Katanya mantan calon jodohku belum siap. Padahal beberapa bulan yang lalu ia
datang melamarku pada orang tuaku. Kami sudah menyepakati akhir tahun ini
menjadi momen bersejarah dalam hidup kami, hidup dua keluarga yang akan menjadi
satu.
Ah, entahlah. Sejak
saat mantan calon jodohku memutuskan rencana pernikahan kami secara sepihak,
aku jadi pesimis akan dua kata ini; jodoh dan menikah. Jelas aku trauma. Aku
jadi kerap menyalahkan diriku sendiri. Mungkin aku yang terlalu menginginkan
pernikahan itu, padahal sebenarnya kebanyakan pihak keluargaku menginginkan aku
lulus kuliah, bekerja, dan mapan dulu. Baru setelah mapan, aku menikah. Tapi
kupikir sampai kapan aku menunggu mapan? Tuntutan mereka terlalu tinggi.
Tuntutan mereka tidak memikirkan tujuan hidupku sendiri. Siapa tahu aku akan
mencapai kemapanan justru setelah aku menikah. Siapa yang tahu kan. Karena
hanya Tuhan yang tahu.
Kata mereka,
kalau aku sudah mapan, baru aku boleh memikirkan jodoh dan menikah. Kata
mereka, cari lah jodoh yang mapan juga. Minimal sama mapannya denganku. Tapi bagusnya
sih jauh lebih mapan dariku. Seperti sepupuku yang berjodoh dengan polisi. Atau
seperti tetangga yang berjodoh dengan lurah kaya raya. Kata mereka aku juga
harus mencari yang seperti itu. Yang punya jabatan atau yang punya kekayaan.
Aku belum bisa move
on dari mantan calon jodohku. Dan aku mulai bosan dengan tuntutan keluarga
besarku akan jodoh. Tapi sedikitnya aku bisa maklum. Tidak baik memaksakan
kehendakku pribadi pada mantan calon jodohku. Bukan kapasitasku juga untuk
melawan tuntutan keluarga besarku. Aku dan mereka tidak satu frekuensi.

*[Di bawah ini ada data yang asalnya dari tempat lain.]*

PR #3131, opened 2024-02-23
fix: pass cache control header for static files

### LINKED ISSUE #3129: Bug: CacheControlHeader not applying on create_static_files_router
### Description

When applying a `CacheControlHeader` to the [static files router](https://docs.litestar.dev/latest/reference/static_files.html#litestar.static_files.create_static_files_router), the cache headers are not applied to requests served from this router.

`CacheControlHeader` works correctly on regular routers.

NA

### MCVE

```python
from litestar.response import File
from litestar.static_files import create_static_files_router
from litestar.datastructures.headers import CacheControlHeader
import uvicorn

def create_static_router() -> Router:
    return create_static_files_router(
        path="/static",
        directories=["./static"],
        name="static",
        cache_control=CacheControlHeader(max_age=3600)
    )

def create_direct_route_handler() -> Router:
    @get("/example.txt")
    async def example_txt() -> File:
        return File("static/example.txt", content_disposition_type="inline", media_type="text/plain", filename="example.txt")
    
    return Router(
        path="/static",
        cache_control=CacheControlHeader(max_age=3600),
        route_handlers=[example_txt],
    )

app = Litestar(route_handlers=[create_static_router()]) # <- this does not work as expected
#app = Litestar(route_handlers=[create_direct_route_handler()]) # <- this works as expected

if __name__ == "__main__":
    uvicorn.run(
        app,
    )

# Expects a "static" folder in the same directory as this file and an example.txt file in the "static" folder
```

### Steps to reproduce

```bash
1. Put the MVCE beside a folder called static with example.txt inside it
2. Run the server and make a request to /static/example.txt
3. Observe that there is no cache header applied to the request
4. Change the code to the create_direct_route_handler() version and repeat
5. Observe the cache header applied as expected
```

### Screenshots

```bash
NA
```

### Logs

_No response_

### Litestar Version

2.6.1

### Platform

- [ ] Linux
- [ ] Mac
- [X] Windows

---
> [!NOTE]  
>

<a href="https://polar.sh/litestar-org/litestar/issues/3129">
<picture>
  <source media="(prefers-color-scheme: dark)" srcset="https://polar.sh/api/github/litestar-org/litestar/issues/3129/pledge.svg?darkmode=1">
  Fund with Polar
</picture>
</a>

guacs:
## Description

The `cache_control` that is set on a router created by `create_static_files_router` isn't considered because the return type of the handler function is an async callable so the resolved headers are ignored [here](https://github.com/litestar-org/litestar/blob/3e5c179e714bb074bae13e02d10e2f3f51e24d5c/litestar/handlers/http_handlers/base.py#L489-L492). As a workaround, the cache control header is resolved and passed directly to the `ASGIFileResponse`.

It may have been better for the `StaticFiles.handle` to return a `File` response so that this would be handled as per our normal flow and there would be no need for special casing here. This would also allow the users to provide any headers/cookies they might want to attach to the router. However, this would be a breaking change and this could be a change considered for the next major version.

## Closes
Fixes #3129

### DIFF
--- a/litestar/static_files/base.py
+++ b/litestar/static_files/base.py
@@ -14,6 +14,7 @@ __all__ = ("StaticFiles",)
 
 
 if TYPE_CHECKING:
+    from litestar.datastructures.headers import CacheControlHeader
     from litestar.types import Receive, Scope, Send
     from litestar.types.composite_types import PathType
     from litestar.types.file_types import FileInfo, FileSystemProtocol
@@ -22,7 +23,7 @@ if TYPE_CHECKING:
 class StaticFiles:
     """ASGI App that handles file sending."""
 
-    __slots__ = ("is_html_mode", "directories", "adapter", "send_as_attachment")
+    __slots__ = ("is_html_mode", "directories", "adapter", "send_as_attachment", "headers")
 
     def __init__(
         self,
@@ -31,6 +32,7 @@ class StaticFiles:
         file_system: FileSystemProtocol,
         send_as_attachment: bool = False,
         resolve_symlinks: bool = True,
+        cache_control: CacheControlHeader | None = None,
     ) -> None:
         """Initialize the Application.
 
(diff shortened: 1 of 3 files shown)


provinzkraut:
> It may have been better for the StaticFiles.handle to return a File response so that this would be handled as per our normal flow and there would be no need for special casing here. This would also allow the users to provide any headers/cookies they might want to attach to the router. However, this would be a breaking change and this could be a change considered for the next major version.

Yeah, the whole `StaticFiles` app thing isn't really needed anymore and just kept around for backwards compatibility.

litestar/static_files/base.py
```diff
@@ -31,6 +32,7 @@ def __init__(
         file_system: FileSystemProtocol,
         send_as_attachment: bool = False,
         resolve_symlinks: bool = True,
+        cache_control: CacheControlHeader | None = None,
```
provinzkraut, line 35: I think accepting `headers` here directly and resolving the `CacheControlHeader` on the layer above if present makes more sense

provinzkraut (changes requested):

litestar/static_files/base.py
guacs: Yeah, that's much cleaner.

provinzkraut (approved):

Pengertian mereka tentang hidup dan jodoh yang membahagiakan masih berorientasi
pada duniawi. Maklum, mereka orang desa yang kurang berpendidikan. Yang mereka
tahu hanya sebatas yang terlihat di permukaan saja.
Aku hari ini
masih sebagai orang awam yang menempuh jalan pencarian jodoh dengan cara
pacaran. Aku hari ini juga masih sebagai orang awam yang mempunyai sedikit
niatan untuk memutuskan tidak berpacaran. Ada sedikit keinginan dalam hati, aku
ingin menjadi wanita muslimah sebenarnya. Move on dari pacaran, memulai
hidup baru untuk memantaskan diri menjemput jodoh, kemudian bertemu jodohku
dengan cara yang diridhoi Tuhan.
Mungkin ini
salah satu ujian keimanan dari-Nya. Saat aku memutuskan untuk tidak pacaran dan
lebih baik menikah, mantan calon jodohku yang awalnya terlihat mantap justru
seakan melupakannya. Saat aku dipenuhi berjuta rasa syukur pada Sang Pemberi
Cinta, tak lama aku harus merasakan bagaimana rasanya perjuangan sabar dan
tawakal. Manusia hanya bisa berencana, Tuhan kita lah yang akan menentukan
akhirnya. Manusia tidak bisa berbuat apa-apa ketika Sang Maha Pembolak-balik
Hati turut campur.
Dulu, waktu aku
masih duduk di bangku SMP, ibuku selalu menyuruhku berdoa minta jodoh. Loh?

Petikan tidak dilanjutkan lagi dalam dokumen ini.